Dear Colleagues,
As we begin the new year, I have been reflecting on some insights Francis Collins, director of the National Institutes of Health
(NIH) for the past 12 years, shared during a recent interview with NPR about his frustration with tribalism and its impact on understanding and accepting medical information.
"I don't think I anticipated the degree to which the tribalism of our current society would actually interfere with abilities to size up medical information and make the kinds of decisions that were going to help people."
While this quote focuses on vaccine hesitancy, Collins's commentary can be applied to all aspects of dissemination of medical discoveries, as well as efforts to impact social determinants of health and appreciation by our community, legislatures and the public at large, of the incredible medical discoveries made on a weekly basis.
His reflections struck me as a profound appreciation of the complexity of the NIH's effort to disseminate medical information to benefit our community. And it helps explain the sharp shift to community-oriented research for the upcoming renewal of the Clinical and Translational Science Collaborative (CTSC), the emphasis of population and community scientists on the National Cancer Institute Board of Scientific Advisors and the shift to population and prevention research across the NIH.
So, where does that lead us at the medical school?
May I suggest we enter into an extended conversation on this topic:
- What is tribalism?
- How does it impact our population and community research?
- Does tribalism impact accrual to, and conduct of, clinical investigation and clinical trials?

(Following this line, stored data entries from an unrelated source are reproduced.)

PR #174, opened 2021-11-12
Automatically run drush inside of ddev

becw:
If this is a ddev project, and we're outside of ddev, run ddev's drush command from phing instead of running drush directly.

After merging, we'll need to update and merge https://github.com/palantirnet/drupal-skeleton/pull/121 in palantirnet/drupal-skeleton.

This actually seems to work! You can test this with:

### Set up the codebase
```
cd example
composer require --dev palantirnet/the-build:dev-detect-ddev
ddev start
```

### Install Drupal at the prompt
When you're prompted to _Install Drupal now (y,n)?_, say _y_.

### The site has been installed without ever logging in to ddev
Visit https://example.ddev.site/

### Run other phing commands
For example:
```
vendor/bin/phing install -Ddrupal.validate_clean_config.bypass=yes
```

### DIFF
--- a/composer.json
+++ b/composer.json
@@ -32,7 +32,7 @@
     "extra": {
         "patches": {
             "phing/phing": {
-                "Support relative symliks in Phing": "patches/phing-relative-symlinks.patch"
+                "Support relative symliks in Phing": "https://raw.githubusercontent.com/palantirnet/the-build/7cdc28b6019fb88a0604261366f9ea35f1e21d96/patches/phing-relative-symlinks.patch"
             }
         }
     }
--- a/composer.json
+++ b/composer.json
@@ -12,9 +12,10 @@
         "bin/the-build-installer"
     ],
     "require": {
-        "palantirnet/phing-drush-task": "^1.1",
+        "cweagans/composer-patches": "^1.7",
         "drupal/coder": "^8.3.6",
         "drush/drush": "^9 || ^10",
+        "palantirnet/phing-drush-task": "^1.1",
         "pear/http_request2": "^2.3",
         "pear/versioncontrol_git": "@dev",
         "phing/phing": "^2.14",
@@ -27,5 +28,12 @@
     },
     "config": {
         "sort-packages": true
+    },
+    "extra": {
+        "patches": {
+            "phing/phing": {
+                "Support relative symliks in Phing": "patches/phing-relative-symlinks.patch"
+            }
+        }
     }
 }
--- a/defaults/install/build.xml
+++ b/defaults/install/build.xml
@@ -45,7 +45,7 @@
 
         <!-- Include styleguide resources in the theme. This approach will symlink
              resources in development environments, and copy them for artifact builds. -->
-        <!-- <includeresource source="styleguide/source/assets/css" dest="${drupal.root}/themes/custom/example_theme/css" /> -->
+        <!-- <includeresource relative="true" source="${build.dir}/styleguide/source/assets/css" dest="${build.dir}/${drupal.root}/themes/custom/example_theme/css" /> -->
     </target>
 
 
--- a/patches/README.md
+++ b/patches/README.md
@@ -1,0 +1,9 @@
+### phing-relative-symlinks.patch
+
+Source: [https://github.com/phingofficial/phing/pull/695](https://github.com/phingofficial/phing/pull/695)
+
+This patch updates Phing's SymlinkTask to allow creating relative symlinks, using the syntax:
+
+```
+<symlink link="path/to/destination" target="path/to/target" relative="true" />
+```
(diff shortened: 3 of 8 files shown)


eric-schmidt:
@becw I think there might be a mismatch with the DDEV server name. When trying to spin this up, DDEV sets its URL to http://drupal-skeleton.ddev.site; however, the install commands seem to be trying to access http://example.ddev.site (or whatever you named the project during the `composer create-project` step) -- could that cause issues?

I'm also seeing errors when trying to run `ddev drush sql-query`, which is weird because `ddev drush status` works just fine 🤔 I'm wondering if some of the issues people were running into with `drush ev` in [this issue](https://github.com/drud/ddev/issues/1648#issuecomment-513389861) are related...

becw:
That drush ev issue looks likely! The underlying issue is also described here: https://github.com/drud/ddev/issues/2547

becw:
As far as the URL mismatch goes, that happens because the `.ddev/config.yaml` file (which is part of `palantirnet/drupal-skeleton`) has the URL hardcoded to `http://drupal-skeleton.ddev.site`, and the-build doesn't rewrite it when it is installed. So it should probably do that now, but that would happen separately from this issue I think.

eric-schmidt:
@becw Unfortunately, I'm running into some issues with the Devel version and it's compatibility with D9, and it's preventing the install. I actually ran into this the other day when I was setting up Hampshire and opened a PR for [the-build](https://github.com/palantirnet/the-build/pull/176) and [drupal-skeleton](https://github.com/palantirnet/drupal-skeleton/pull/118). Can you take a look at those and see if these are valid solutions?

eric-schmidt:
@becw I merged `develop` back into this branch in order to take advantage of the `devel` updates; however, I'm now met with this error when proceeding through the install step above 🤔 

Screen Shot 2021-12-02 at 10 18 05 AM

byrond:
@becw I tested this with an existing project, and it worked great for `phing install`, running `drush site-install` inside DDEV and everything else outside.

@eric-schmidt I haven't tested this on a first Drupal install yet, but I think this is an issue with the symlink that is created outside of DDEV here:
https://github.com/palantirnet/the-build/blob/develop/targets/drupal.xml#L258

I'm not exactly sure how we can figure out what the actual directory name will be inside of DDEV from outside. Maybe we could make it relative somehow?

byrond:
Does this matter (maybe this is exactly what you were already discussing above)?
```
    [drush] Executing 'ddev drush --uri="https://example.ddev.site" sql-query "\\"SELECT 1\\""'...
bash: -c: line 2: syntax error: unexpected end of file
                                                      Failed to run drush --uri=https://example.ddev.site sql-query \SELECT 1\: exit status 2
```

It seems to correctly detect whether Drupal has been installed in spite of the error.

I can confirm that the symlink is created from the host machine perspective and results in:
`the_build_utility -> /Users/byron/example/vendor/palantirnet/the-build/defaults/standard/modules/the_build_utility`

Here is the step from earlier in the Phing task:
```
  [symlink] Linking: /Users/byron/example/vendor/palantirnet/the-build/defaults/standard/modules/the_build_utility to /Users/byron/example/docroot/modules/contrib/the_build_utility
```

I'm looking into a way to possibly fix that symlink.

byrond:
Blergh. It looks like relative symlinking is only available in Phing 3:
https://github.com/phingofficial/phing/commit/1adb2adf9e6b30e9543259a34a1e6a8737ed146a

That PR fixes this issue, which is exactly what we are trying to do, though:
https://github.com/phingofficial/phing/issues/684

byrond:
So, it turns out we can use the changes in the commit above as a patch for Phing 2, and it solves this issue with the missing `the_build_utility` module. Now, I'm just not sure the best way to apply it, since `cweagans/composer-patches` would need to go in the `composer.json` of the skeleton along with the `"patches": { }` section. However, it's really a requirement for `the-build`.

byrond:
@becw @eric-schmidt, I created a PR (https://github.com/palantirnet/the-build/pull/179) to patch Phing, but it will also require updating the skeleton to add `"enable-patching": true` to its `composer.json`, so the patch included in this module's `composer.json` will be installed.

I had to use a URL instead of a relative path, because Composer will install the patch from the perspective of the project root, not the-build's root.

It would be better if the patch could be added to Phing 2 in the vendor's repo, but I'm not sure how long that would take, and we would need to wait on a release to use it in the-build.

byrond:
I confirmed the patch gets installed when running:
`composer create-project palantirnet/drupal-skeleton example dev-composer-patches-dependencies --no-interaction`

After that, all that is needed to test is `ddev start` and `vendor/bin/the-build-installer`.

I'm opening a PR against the skeleton for testing.

byrond:
I opened a PR for Phing against what I think is the branch for version 2. I don't know if they are still doing bugfixes and releases, so it may not get merged.
https://github.com/phingofficial/phing/pull/1654

byrond:
@becw @eric-schmidt we will need to do something similar for Behat when running `phing test`.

- Is tribalism bad; will it go away?
- Do politicians push tribalism as an anti-information, anti-reasoned, anti-fact-based populism, or rather is this a recognition we are all part of a (many) tribes, which influence how we address questions and new information (our individual and collective world view)?
To me, tribalism coexists with humanity—and is reflected in our earliest writings, including The Bible, Quran, The Odyssey, Theodicies, and on. I wonder what your thoughts might be and how it influences how we influence society in our work in medical care, medical education and research?
Perhaps we have used our efforts "to discover" to take the reins away from myth and story and the comfort of our small cluster, only now to share Francis Collins's revelation. Discovery (basic and clinical) is not enough; dissemination is not enough—telling is insufficient.
Let me suggest that we further engage in our discovery research mission to listen to our community and discuss those discoveries with our community, and plan to change our approach to teaching and discovery (as in changing that specific aim page of every R01 after community input).
After those conversations—with a concerted effort to understand how our work will be received by that "tribe next door" and how relevancy to those tribal interests will enable our work and improve its impact and acceptance. And in so doing, perhaps we can reflect on how our own tribal background influences us.
It is, after all, our mission: "To improve global health by linking research to populations in a superb educational environment." We can do better and more thoughtfully engage the communities we serve.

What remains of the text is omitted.